Balawan Navy Base personnel recently thwarted an alleged attempt to smuggle of 1 ton of live and dead pangolins to Malaysia to be used for sabu-sabu. The Navy personnel seized the pangolins from a warehouse on Jl. KL Yos Sudarso in Medan Deli, Medan, in North Sumatra on Monday. They also apprehended two suspects named Sudirman and Ermanto, both 43 years of age. The Navy handed the case over to the Law Enforcement and Protection Agency at the Sumatra Environment and Forestry Agency for further investigation.
A total of 225 pangolins were seized, including 110 live animals, in addition to nine sacks of pangolin scales weighing a total of 1 ton found in the warehouse. With the goods valued at around Rp 2.5 billion (US$188,197) on the black market, the incident marks the biggest illegal wildlife attempt foiled by the Navy, Belawan Navy Base commander Commodore Roberth Wolter Tappangan said.
The discovery was based on intelligence reports about illegal goods kept at the warehouse. The pangolins are sourced from several areas of Sumatra, including Binjai and Langkat in North Sumatra and Jambi.
“Information we gathered from the suspects reveal a plan to smuggle the pangolins to Malaysia. The scales were to be processed into sabu-sabu that was to be brought back to Indonesia,” he said on Tuesday.
NGO Protection of Forest & Fauna (Profauna) reported last year that using pangolin scales in the meth industry involved cruel practices. The scales are sloughed through a boiling process while the animals are still alive.
The scales are believed to contain Tramadol HCL, a substance found in crystal meth, according to Riau University environment and health expert Ariful Amri.

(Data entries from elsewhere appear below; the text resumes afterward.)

Issue #72, opened 2019-05-25
Mobile styling


Mottie:
This needs more work.

See: https://en.m.wikipedia.org

the-j0k3r:
Needs a maintainer for sure. /me taps out.

AfroThundr3007730:
Hmm styling the Minerva skin would be quite a bit of work, it seems. @the-j0k3r How much support does this style even have for non-standard (not Vector) skins anyway? Has it been tested with others, such as Monobook?

AfroThundr3007730:
Just answered my own question. Here's how the style fares with each of the default skins.

## Vector (desktop default):
![MediaWiki Vector](https://user-images.githubusercontent.com/7613032/58758096-e5e79180-8505-11e9-901c-e9f8a95f3cab.png)

## CologneBlue:
![MediaWiki CologneBlue](https://user-images.githubusercontent.com/7613032/58758101-fa2b8e80-8505-11e9-8666-321f81376076.png)

## Minerva (mobile default):
![MediaWiki Minerva](https://user-images.githubusercontent.com/7613032/58758109-10d1e580-8506-11e9-9556-00212d13c1b8.png)

## Modern:
![MediaWiki Modern](https://user-images.githubusercontent.com/7613032/58758113-1fb89800-8506-11e9-84f0-4657d3ef6a66.png)

## MonoBook:
![MediaWiki MonoBook](https://user-images.githubusercontent.com/7613032/58758121-2f37e100-8506-11e9-8c3a-710d1d67bd02.png)

## Timeless:
![MediaWiki Timeless](https://user-images.githubusercontent.com/7613032/58758136-4e367300-8506-11e9-994b-5c92ea943829.png)

AfroThundr3007730:
It would seem that aside from Vector (which we put the majority of our focus on), the Timeless skin fares the best as far as style coverage goes. I haven't found any obvious issues from my 10 second examination.

MonoBook and Modern aren't far behind, with some minor cleanup necessary to bring them up to standard, while CologneBlue will need a bit more work to do the same.

The Minerva skin is by far the worst of the bunch coverage-wise. I haven't dug too deeply into its structure yet, so I'm not sure how difficult it would be to style it without conflicting with elements of the Vector styling. It looks doable though..

the-j0k3r:
[...]

PR #74, opened 2019-06-02
Minor tweaks and template fixes

AfroThundr3007730:
This mainly fixes up some style issues in the VisualEditor, CiteIt, and other OOUI-based tools. Also made redlinks and diff numbers brighter and removed the background of h2 elements. The background for many of the talk page templates have been fixed to not be transparent as well.

Further commits exclude mobile pages from the site matching regex (until we can fix them properly), and fixes up some element styling on Wikidata. Also fixed WikiEd (yes, it still exists). More fixes for icon colors, and several icons were inlined as well.

Plus many smaller changes; the commit history will be the best source of change info.

Pretty much the last holdout is the syntax highlighting mode of the VisualEditor source editor, which for the life of me I can't seem to restore (it's all gray still). The class it toggles is `ve-ce-documentNode-codeEditor-webkit-hide`, but no amount of `!important` or `:not()` selectors seems to work.

This last part will be handled in a separate project.


AfroThundr3007730:
@the-j0k3r If you have any ideas re: syntax highlighting, that would be helpful. If not, I'll just let that bit stay as-is, though it's not ideal.

the-j0k3r:
> @the-j0k3r If you have any ideas re: syntax highlighting, that would be helpful. If not, I'll just let that bit stay as-is, though it's not ideal.

See relevant see https://github.com/StylishThemes/Wikipedia-Dark/pull/35#issuecomment-398160540

Though show me a link to page is better.

wikipedia-dark.user.css
```diff
@@ -122,7 +148,7 @@
   /*** Red links (non-existant pages) ***/
   div.vectorTabs li.new:not(.selected) a, .mw-plusminus-neg, a.new,
   #p-personal a.new {
-    color: #980000 !important;
+    color: #e33 !important;
```
the-j0k3r: Isnt this a bit too bright?

AfroThundr3007730: I was going for something that didn't just blend in with a dark theme, since redlinks are supposed to stand out a bit, and were harder to read with `#980000`. If there's another shade you'd like, I can swap it out.

the-j0k3r: I dont mind really, just that e33 may burn some retinas...

AfroThundr3007730: Yeah, we don't want it to be to obnoxious, how about a nice `#f11` then?

AfroThundr3007730: Done. I think `#f11` is a good compromise here.

AfroThundr3007730:
Yeah, it'll take a bit more work to fix up any collateral damage after removing that rule (which incidentally, is also the reason I'm having to use `!important` overrides all over the place).

I'm wondering if we might be better off removing the more generic ones and fixing up the regressions with a boatload of new selectors. This might need to happen anyway if we have to reorganize to support mobile styling (#72).

AfroThundr3007730:
Alright, the syntax highlighting (and the ensuing reorganization that will entail) will be tackled as a separate project. Another matter to consider is the site matching regex, which I'm going to update to exclude the mobile sites for now (pending a fix for #72):
```regex
https?:\/\/([a-zA-Z0-9\-]{2,}\.(wikipedia|mediawiki|wikibooks|wikidata|wikinews|wikiquote|wikisource|wikiversity|wikivoyage|wiktionary)|(meta|commons|otrs-wiki|species|wikitech)\.wikimedia)\.org\/.+
```
Sauce: https://regex101.com/r/zNHRno/2

Note that not all the domains on that linked list need be supported; only the ones that host a MediaWiki instance (which the regex currently covers, sans mobile). This should work fine, since the only single-character subdomain currently active is `m` for mobile. All other language code subdomains are at least two characters (indeed, there are no valid single-character language codes), so the regex should remain valid.

the-j0k3r:
>Alright, the syntax highlighting (and the ensuing reorganization that will entail) will be tackled as a separate project. 

Yes definitely. you have write permissions here, dont you? Small PRs like this could be merged also directly, unless its something youre not comfortable or sure about of course.

> Sauce: https://regex101.com/r/zNHRno/2

Mushroom and cream, coffee sauce. mmmm

AfroThundr3007730:
> Yes definitely. you have write permissions here, dont you? Small PRs like this could be merged also directly, unless its something youre not comfortable or sure about of course.

I have commit access, yes, but I generally will do long strings of changes in a branch, then do a PR so I can get a second set of eyeballs on them before [pushing to master](https://i.imgur.com/Tuh20lN.jpg).

the-j0k3r:
> ...so I can get a second set of eyeballs on them before [pushing to master](https://i.imgur.com/Tuh20lN.jpg).

or 3rd, cyclops style. You dont know, I may only have one eye. BAB knows.

AfroThundr3007730:
Well, that's about all I've got for this batch. There are still minor styling issues with the headers on the main page to resolve (after the restructuring some months back), but that can wait til another day.

@the-j0k3r If you find no problems with this PR, I'll go ahead and merge.

the-j0k3r:
I still think the red maybe too strong see https://en.wikipedia.org/w/index.php?title=Joko_Widodo&action=history and https://pl.wikipedia.org/w/index.php?title=Dyskusja:Grupy_zwi%C4%85zane_z_Wu-Tang&action=edit&redlink=1

Also found other issues while testing style + this CSS, that this PR doesnt cover so consider this a **TODO** list.

- [ ] White textarea bg e.g https://www.mediawiki.org/w/index.php?title=Project:Requests/User_rights/Examknow&action=edit&section=1
- [ ] Black icons https://www.mediawiki.org/wiki/Special:Contributions and https://pl.wikipedia.org/w/index.php?title=Dyskusja:Grupy_zwi%C4%85zane_z_Wu-Tang&action=edit&redlink=1
- [ ] Too light green/yellow bg and text + hovers in userSummaryButtons  https://pl.wikipedia.org/w/index.php?title=Dyskusja:Grupy_zwi%C4%85zane_z_Wu-Tang&action=edit&redlink=1
- [ ] Unstyled side panel in https://www.mediawiki.org/wiki/Special:MyTalk https://www.mediawiki.org/wiki/Project_talk:Current_issues probably all same selectors.
- [ ] Button text too dim https://www.mediawiki.org/w/index.php?title=Special:Log/block&page=User%3

There are other likely. None of them have to be covered in this PR anyway.

AfroThundr3007730:
> I still think the red maybe too strong see https://en.wikipedia.org/w/index.php?title=Joko_Widodo&action=history and https://pl.wikipedia.org/w/index.php?title=Dyskusja:Grupy_zwi%C4%85zane_z_Wu-Tang&action=edit&redlink=1

We've gone back and forth on this one. Do you have a decent shade of red that will not be to bright, yet still legible on a dark background? If we can find a good median, I'll put that in.

> * [x]  White textarea bg e.g https://www.mediawiki.org/w/index.php?title=Project:Requests/User_rights/Examknow&action=edit&section=1

I see a flash of unstyled content (FOUC) for a second, then the normal `#222` (or `#111` in syntax highlight mode) takes over. 

Hmm, pausing it in the debugger before the style catches up (and with JS disabled) I get a generic `textarea`, which only has `background-color: transparent !important`applied all the way up to `body` (which has `background-color: #222 !important`), so why is it coming out white?

No matter, added a rule for it.

> * [x]  Black icons https://www.mediawiki.org/wiki/Special:Contributions and https://pl.wikipedia.org/w/index.php?title=Dyskusja:Grupy_zwi%C4%85zane_z_Wu-Tang&action=edit&redlink=1

It's always fun trying to change the icon color but keep the text color the same. I'm glad `filter()` exists. On that second link, the only unstyled elements were the down arrows, which are now fixed.

> * [x]  Too light green/yellow bg and text + hovers in userSummaryButtons  https://pl.wikipedia.org/w/index.php?title=Dyskusja:Grupy_zwi%C4%85zane_z_Wu-Tang&action=edit&redlink=1

Got em, although that one button in the top-right had its own inline style for some reason. There goes more `!important` to litter the stylesheet...

> * [x]  Unstyled side panel in https://www.mediawiki.org/wiki/Special:MyTalk https://www.mediawiki.org/wiki/Project_talk:Current_issues probably all same selectors.

Lol, I completely forgot about Flow, since we disabled it on enwiki like immediately after release. It's no longer forgotten and now conforms to the style.

> * [x]  Button text too dim https://www.mediawiki.org/w/index.php?title=Special:Log/block&page=User%3

Some fallout from the Wikidata label ixes, now re-fixed to ensure proper button contrast.

Find anything else needing fixes?

the-j0k3r:
Maybe this, though looking at that page the green needs a couple of ticks brighter if we use this red `#cc323d` ?

>Hmm, pausing it in the debugger before the style catches up (and with JS disabled) I get a generic textarea, which only has background-color: transparent !importantapplied all the way up to body (which has background-color: #222 !important), so why is it coming out white?

Its likely the useragent styles in FF its

```
textarea {
	-moz-appearance: textarea;
	margin-block-start: 1px;
	margin-block-end: 1px;
	border: 2px inset ThreeDLightShadow;
	padding-inline-start: 1px;
	padding-inline-end: 1px;
	background-color: -moz-Field;
	color: -moz-FieldText;
	font: medium -moz-fixed;
	text-rendering: optimizeLegibility;
	vertical-align: text-bottom;
	cursor: text;
	resize: both;
	-moz-user-select: text;
	white-space: pre-wrap;
	word-wrap: break-word;
	overflow-clip-box: content-box;
	text-align: initial;
	text-indent: initial;
	text-shadow: initial;
	text-transform: initial;
	word-spacing: initial;
	letter-spacing: initial;
}
```
Setting
```
textarea {
  -moz-appearance: none;
  background-color: transparent;
}
```

Makes it dark but bg should be at least `#111111` or `#181818`

AfroThundr3007730:
> Maybe this, though looking at that page the green needs a couple of ticks brighter if we use this red `#cc323d` ?

That's almost as intense as my original choice `#e33` (`#ee3333`). I'm thinking `#f11` (`#ff1111`) might be the best we can come up with (until we find someone great at picking these things).

> Makes it dark but bg should be at least `#111111` or `#181818`

I made it match the editor color `#222` (`#222222`) so there would be no difference while loading.

the-j0k3r:
> That's almost as intense as my original choice `#e33` (`#ee3333`). I'm thinking `#f11` (`#ff1111`) might be the best we can come up with (until we find someone great at picking these things).

#f11 is way brighter, maybe its your screen? It kills the balance between the green and red and its overwhelming in some pages.

AfroThundr3007730:
> Heres one `#b22` `#bb2222` and green `#6cc644` Those are from GitHub Dark

Hmm color pickers are handy. Now I have the proper vocabulary to articulate what I was getting at.

  - `#980000` (original color) was too dark and intense (saturation too high, value too low)
  - `#ee3333` (choice 1) ended up lighter, but with the saturation a bit low
  - `#ff1111` (choice 2) overcompensated on both saturation and value
  - `#cc323d` (suggestion 1) saturation is too low, I think, aiming towards pink
  - `#bb2222` (suggestion 2) pretty close actually, might go with that one
  - `#cc2222` (choice 3) slightly brighter, and seems like the best fit

I was aiming for a color that would be squarely in the "red" zone of red (if that makes any sense), so a fairly high saturation, while also being bright enough to read properly on a dark background, so it needs a higher value as well.

The last choice (`#c22`) results in a Saturation and Value > 80 but not too obnoxious, so I think it will be the best choice of the set.

AfroThundr3007730:
Btw, any strong opinion on the site matching regex -- namely, if it's optimized? 

  - Version 3: https://regex101.com/r/zNHRno/3
  - Version 4: https://regex101.com/r/zNHRno/4

It's a trade-off in efficiency vs legibility. Both are functionally identical.

the-j0k3r:
> Btw, any strong opinion on the site matching regex -- namely, if it's optimized?

None whatsoever, Regex is beyond me.

> I was aiming for a color that would be squarely in the "red" zone of red (if that makes any sense), so a fairly high saturation, while also being bright enough to read properly on a dark background, so it needs a higher value as well.

The point I was trying to get through and seemingly have not is, the color scheme has to fit together, so greens that show frequently against reds on same page dont look like came from a different style, with your choices I think leave the greens quite subdued when the red is way out of its range. If youre happy with that go with it. The alternative is to also brighten the green.
Personal preference is not towards piercing bright colors on a dark theme, my retinas get shocked =)

wikipedia-dark.user.css
```diff
@@ -283,6 +345,32 @@
     background-color: transparent !important;
     border-color: #555 !important;
   }
+  .mw-editfont-monospace {
+    background-color: #222;
+    color: #9a9a9a;
+  }
+  .userSummaryButtons a, #userSummaryButtons a {
+    background-color: #333;
```
the-j0k3r:
```suggestion
    background-color: #002800;
```

wikipedia-dark.user.css
```diff
@@ -283,6 +345,32 @@
...
+    border-color: #333;
```
the-j0k3r:
```suggestion
        border-color: #061;
```

wikipedia-dark.user.css
```diff
@@ -110,6 +110,52 @@
...
+  }
+  table.diff, td.diff-otitle, td.diff-ntitle {
+    background-color: #333;
+  }
+  .oo-ui-tool.oo-ui-widget-enabled > .oo-ui-tool-link:hover,
+  .oo-ui-tool.oo-ui-widget-enabled > .oo-ui-tool-link:active,
+  .oo-ui-tool.oo-ui-widget-enabled > .oo-ui-tool-link:active:focus,
+  .oo-ui-tool.oo-ui-widget-enabled.oo-ui-tool-active > .oo-ui-tool-link,
+  .oo-ui-tool.oo-ui-widget-enabled.oo-ui-popupToolGroup-active > .oo-ui-tool-link {
+    background-color: #333;
```
the-j0k3r: Merge table.diff, td.diff-otitle, td.diff-ntitle with the rule below.

wikipedia-dark.user.css
```diff
@@ -110,6 +110,52 @@
...
+  }
+  .oo-ui-checkboxInputWidget.oo-ui-widget-enabled [type="checkbox"]:checked + span,
+  .oo-ui-checkboxInputWidget.oo-ui-widget-enabled [type="checkbox"]:indeterminate + span {
+    background-color: #36c !important;
+    filter: none !important;
+  }
+  .oo-ui-menuOptionWidget.oo-ui-optionWidget-highlighted {
+    background-color: #333 !important;
```
the-j0k3r: this could be merged further up.

wikipedia-dark.user.css
```diff
@@ -110,6 +110,52 @@
...
+  }
+  .oo-ui-menuOptionWidget.oo-ui-widget-enabled.oo-ui-optionWidget {
+    color: #777;
+  }
+  .oo-ui-messageDialog-title, .oo-ui-messageDialog-message {
+    color: #9a9a9a;
+  }
+  #language-settings-dialog {
+    background-color: #222 !important;
```
the-j0k3r: all these three above same.

wikipedia-dark.user.css
```diff
@@ -283,6 +345,32 @@
...
+    color: #9a9a9a;
+  }
+  .userSummaryButtons a, #userSummaryButtons a {
+    background-color: #333;
+    border-color: #333;
+  }
+  .userSummaryButtons a:hover, #userSummaryButtons a:hover {
+    background-color: #444;
+    border-color: #444;
+  }
```
the-j0k3r:
```css
  .userSummaryButtons a, #userSummaryButtons a {
    background-color: #002800;
    border-color: #061;
    color: #aaa !important;
  }
  .userSummaryButtons a:hover, #userSummaryButtons a:hover {
    background-color: #002800;
    border-color: #061;
    filter: brightness(120%);
  }
```
Please use green colors to replace default green elements, same with other colors/elements and always when possible, sometimes its not possible but this isnt this case.

wikipedia-dark.user.css
```diff
@@ -283,6 +345,32 @@
...
+  #btn_opisy_zm_waxon_off {
+    background-color: #333 !important;
+    border-color: #333 !important;
+  }
```
the-j0k3r: Same with this button, the color scheme should be along 

```css
    background-color: #261d08 !important;
    border-color: #542 !important;
```

AfroThundr3007730:
> Edit (something along)
> 
> ```css
> .mw-plusminus-pos {
> 	color: #00ba00 !important;
> }
> ```

Hmm that looks alright, but the green seems a bit bright. It's like the green doesn't have to work as hard to match the red, so perhaps a bit more muted? I have another suggestion:

  - `#007f00` (current color)
  - `#00ba00` (your suggestion)
  - `#339900` (my suggestion)

I'm not invested in either solution so either one will work. :smiley:

the-j0k3r:
> I'm not invested in either solution so either one will work. smiley

You pick.

wikipedia-dark.user.css
```diff
@@ -520,13 +620,22 @@
...
-  .oo-ui-pendingElement-pending,
   #pt-notifications-alert .mw-echo-notifications-badge:before,
   img.mwe-math-fallback-image-display, #cnotice-toggle-icon {
     -webkit-filter: invert(100%) !important;
             filter: invert(100%) !important;
     background-color: transparent !important;
   }
+  .oo-ui-pendingElement-pending {
+    background-color: #ddd !important;
+    filter: invert(100%) !important;
```
the-j0k3r: Do we need to use this sort of solution?

wikipedia-dark.user.css
```diff
@@ -545,6 +654,12 @@
   #footer-icons img {
     filter: brightness(70%);
   }
+  #mw-indicator-mw-helplink a {
+    filter: invert(80%) hue-rotate(180deg);
```
the-j0k3r: Just apply straight colors to the selectors. Same with the rule below.

wikipedia-dark.user.css
```diff
@@ -559,6 +674,50 @@
...
+  .imeselector-toggle {
+    filter: brightness(200%);
+  }
+  .imeselector-menu {
+    filter: brightness(50%);
+    background-color: #222 !important;
+  }
+  .imeselector-menu .selectable-row:hover {
+    background-color: #333;
+  }
```
the-j0k3r: Again here above I see many selectors that need to be condensed into the same property rule.

wikipedia-dark.user.css
AfroThundr3007730: Implemented

wikipedia-dark.user.css
AfroThundr3007730: Implemented

wikipedia-dark.user.css
AfroThundr3007730: Two main thoughts here:

  - I'm trying to avoid combining rules with and without `!important`, since in some cases adding an unnecessary `!important` will cause unintentional style breakages elsewhere. There are several cases like that right now, and it's likely to grow in the future. If we can redo those general selectors so we don't need `!important` sprinkled all over the place to override them, more of these could be safely combined.
  - I'm also trying not to combine completely unrelated elements just because they happen to have the same rules at the moment (ex: a `button` border and the color of a `p` element). This can come back to bite us in the future when we need to change just one of them, and we're not sure if that selector was grouped with the others intentionally, or just because. I'll start combining the ones with similar roles/types/purposes, but there should be some separation. Grouping them together can allow for easier full-stylesheet changes if we want to change a particular color globally (or variables, but that's later).

wikipedia-dark.user.css
AfroThundr3007730: see above

wikipedia-dark.user.css
AfroThundr3007730: see above

wikipedia-dark.user.css
AfroThundr3007730: Well, to the best of my knowledge, the only way to make the animation on `oo-ui-pendingElement-pending` dark is to invert it. The problem is, it sometimes has child elements that need to be un-inverted (the echo notification icons, and the elements on the loading banner in the VisualEditor).

These child elements also clash with the generic icon inversion rules in some cases, and `filter: none !important` isn't helping either. If you have a better idea (besides reorganizing all those generic selectors causing trouble), I'm open to suggestions.

wikipedia-dark.user.css
AfroThundr3007730: Those are both images (set with `background-image`) so inverting them was the only way. In the particular case of the help link, there was no way to separate the text from the icon (usually, it's in the `::before` pseudoclass), meaning I had to fix the text color as well.

wikipedia-dark.user.css
AfroThundr3007730: Yes a lot of these will get combined.

wikipedia-dark.user.css
the-j0k3r: This is what I did to it https://gist.github.com/the-j0k3r/8f8823e6c5ac654875a47fe8107e12d8 then I link it in my own style, you feel free to import that image into a base64 or into the repo and use that instead.

wikipedia-dark.user.css
the-j0k3r: I need specific page links to look at what the problem is and work on solutions. But doing this is the last solution youde go for usually.

AfroThundr3007730:
Back on the topic of colors, I've converted them all to root variables. Here's what we ended up with:
```css
  :root {
    --base-color: /*[[base-color]]*/;
    --base-color-8: rgba(/*[[base-color-rgb]]*/, .8);
    --visited-color: /*[[visited-color]]*/;
    --bg-custom: /*[[bg-custom]]*/;
    --bg-selected: /*[[bg-selected]]*/;
    --bg-attachment: /*[[bg-attachment]]*/;
    --gray-1: #111; /* used 2x */
    --gray-2: #222; /* used 21x */
    --gray-3: #333; /* used 10x */
    --gray-4: #444; /* used 4x */
    --gray-5: #555; /* used 18x */
    --gray-7: #777; /* used 2x */
    --gray-a: #aaa; /* used 1x */
    --gray-c: #ccc; /* used 1x */
    --gray-d: #ddd; /* used 7x */
    --gray-e: #eee; /* used 1x */
    --white: #fff;  /* used 6x */
    --gray-18: #181818; /* used 1x */
    --gray-28: #282828; /* used 2x */
    --gray-2f: #2f4f4f; /* used 1x */
    --gray-69: #696969; /* used 1x */
    --gray-9a: #9a9a9a; /* used 5x */
    --gray-b9: #b9b9b9; /* used 1x */
    --gray-bc: #bcbcbc; /* used 1x */
    --blue-1: #36c;
    --blue-2: #182030;
    --blue-3: #212c43;
    --red-1: #c22;
    --red-2: #d33;
    --red-3: #722;
    --red-4: #ff4242;
    --green-1: #390;
    --green-2: #165316;
    --green-3: #061;
    --green-4: #002800;
    --brown-1: #321;
    --brown-2: #542;
    --brown-3: #261d08;
    --yellow-1: #b28200;
    --orange-1: #e53e00;
    --orange-2: #e08b26;
    --purple-1: #382b4a;
  }
```

I feel like some of those later grays (6-digit ones) could be consolidated or standardized to one of the more popular shades, to reduce the palette. I didn't count the usage of the other colors, although about half of them are only used in one rule (albeit often with a long list of selectors).

Any comments on the naming or implementation before I push these?

wikipedia-dark.user.css
AfroThundr3007730: Oh neat, I'll minimize and inline the SVG then (leaving a minor risk of eventual obsolescence).

the-j0k3r:
> Any comments on the naming or implementation before I push these?

Looks good I think.

wikipedia-dark.user.css
AfroThundr3007730: The `oo-ui-pendingElement-pending` class adds a "barbershop" stripe loading animation to an OOUI header.

You can see it in action when you click on the notifications box while logged in (as the notifications load):

  - [Capture 1](https://i.imgur.com/D9D28oG.mp4)

You can also see it briefly on the save dialog after making an edit, then clicking the preview button:

  - [Capture 2](https://i.imgur.com/VqxWP1M.mp4)

I added the class manually in these screenshots, but the real animation would happen for a second or two.

wikipedia-dark.user.css
AfroThundr3007730: Ok, most of the identical selectors have been combined, where it makes sense to do so.

wikipedia-dark.user.css
AfroThundr3007730: Here is the vendor style for that class:
```css
.oo-ui-pendingElement-pending {
  background-color: #eaecf0;
  background-image: -webkit-linear-gradient(135deg,#fff 25%,transparent 25%,transparent 50%,#fff 50%,#fff 75%,transparent 75%,transparent);
  background-image: -moz-linear-gradient(135deg,#fff 25%,transparent 25%,transparent 50%,#fff 50%,#fff 75%,transparent 75%,transparent);
  background-image: linear-gradient(135deg,#fff 25%,transparent 25%,transparent 50%,#fff 50%,#fff 75%,transparent 75%,transparent);
  background-size: 1.42857143em 1.42857143em;
  -webkit-animation: oo-ui-pendingElement-stripes 650ms linear infinite;
     -moz-animation: oo-ui-pendingElement-stripes 650ms linear infinite;
          animation: oo-ui-pendingElement-stripes 650ms linear infinite;
}
```
I guess we just need to invert the linear-gradient then. Lemme try something...

AfroThundr3007730: Oh snap! I got it. :smiley: Here's what I ended up with:
```css
  .oo-ui-pendingElement-pending {
    background-color: var(--gray-1);
    background-image: -webkit-linear-gradient(135deg, black 25%, transparent 25%, transparent 50%, black 50%, black 75%, transparent 75%, transparent);
    background-image: -moz-linear-gradient(135deg, black 25%, transparent 25%, transparent 50%, black 50%, black 75%, transparent 75%, transparent);
    background-image: linear-gradient(135deg, black 25%, transparent 25%, transparent 50%, black 50%, black 75%, transparent 75%, transparent);
    background-size: 1.42857143em 1.42857143em;
    -webkit-animation: oo-ui-pendingElement-stripes 650ms linear infinite;
       -moz-animation: oo-ui-pendingElement-stripes 650ms linear infinite;
            animation: oo-ui-pendingElement-stripes 650ms linear infinite;
  }
```

AfroThundr3007730:
@the-j0k3r After making the linter happy, this looks good on my end. What do you think?

wikipedia-dark.user.css
the-j0k3r: In future please just drag screenshots into the reply area here instead of linking them from imgur, I rather not have to click and go elsewhere to see something related.

wikipedia-dark.user.css
```diff
@@ -520,20 +631,26 @@
...
+  .oo-ui-pendingElement-pending {
+    background-color: var(--gray-1);
+    background-image: -webkit-linear-gradient(135deg, black 25%, transparent 25%, transparent 50%, black 50%, black 75%, transparent 75%, transparent);
+    background-image: -moz-linear-gradient(135deg, black 25%, transparent 25%, transparent 50%, black 50%, black 75%, transparent 75%, transparent);
+    background-image: linear-gradient(135deg, black 25%, transparent 25%, transparent 50%, black 50%, black 75%, transparent 75%, transparent);
+    background-size: 1.429em 1.429em;
+    -webkit-animation: oo-ui-pendingElement-stripes 650ms linear infinite;
+       -moz-animation: oo-ui-pendingElement-stripes 650ms linear infinite;
+            animation: oo-ui-pendingElement-stripes 650ms linear infinite;
+  }
```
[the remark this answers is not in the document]
the-j0k3r: any properties like size and animation etc that exist in vendor shouldn't need to also be in style.

wikipedia-dark.user.css
AfroThundr3007730: A screenshot isn't the best medium for capturing an animation though. I couldn't figure out how to make them show as a GIF instead of a video, so it wouldn't embed. I could just upload the video files here directly, I guess.

wikipedia-dark.user.css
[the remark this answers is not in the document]
AfroThundr3007730: You're right, the last four properties don't need to be in there. I'll drop em.

AfroThundr3007730:
Think I've covered everything needed for this batch (and then some). Several days of testing have found no other issues, so I'll go ahead and merge this.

“Tramadol HCL is also an active substance for analgesics that can be used as a painkiller for chronic illnesses or post-operation,” he said, as reported by Antara in 2010.
Halasan Tulus, the head of the agency, said the foiled trade was part of a systematic wildlife trading operation run by an international syndicate. The suspects were allegedly involved in a case of pangolin trafficking to Malaysia last year, when authorities seized 103 pangolins from Belawan,
“This is the biggest pangolin-smuggling incident in Sumatra that we have ever handled. The smuggling of the protected animals involves an old and international syndicate,” he said at a press conference on Wednesday.
The poachers mostly send pangolins to China and Vietnam, the biggest consumers of Indonesian pangolins.
It is not known how many pangolins are left in Indonesia, but they mostly live in lowland areas of North Sumatra, such as the regencies of Sibolangit, Dairi and Central Tapanuli.
A pangolin can sell for up to Rp 5 million on the domestic market and four times that price overseas.
“Who would not be tempted by the fantastic price?,” Halasan said, adding that the seized pangolins found alive would be released in the Ciranggas conservation area in Dairi, while the dead ones would be used as evidence in court.
This marks the latest large case of pangolin-smuggling in the country. Besides the case in Belawan last year, officials in Surabaya, East Java, seized 1.3 tons of frozen pangolin bound for Singapore in 2015 and 657 frozen pangolins the following year.
The International Union for Conservation of Nature (IUCN) has classified pangolins as critically endangered, one rank below extinct in the wild. No data is available on the population of the elusive creature, but it is known that more than one million pangolins have been killed in the last decade and that around 100,000 are captured each year.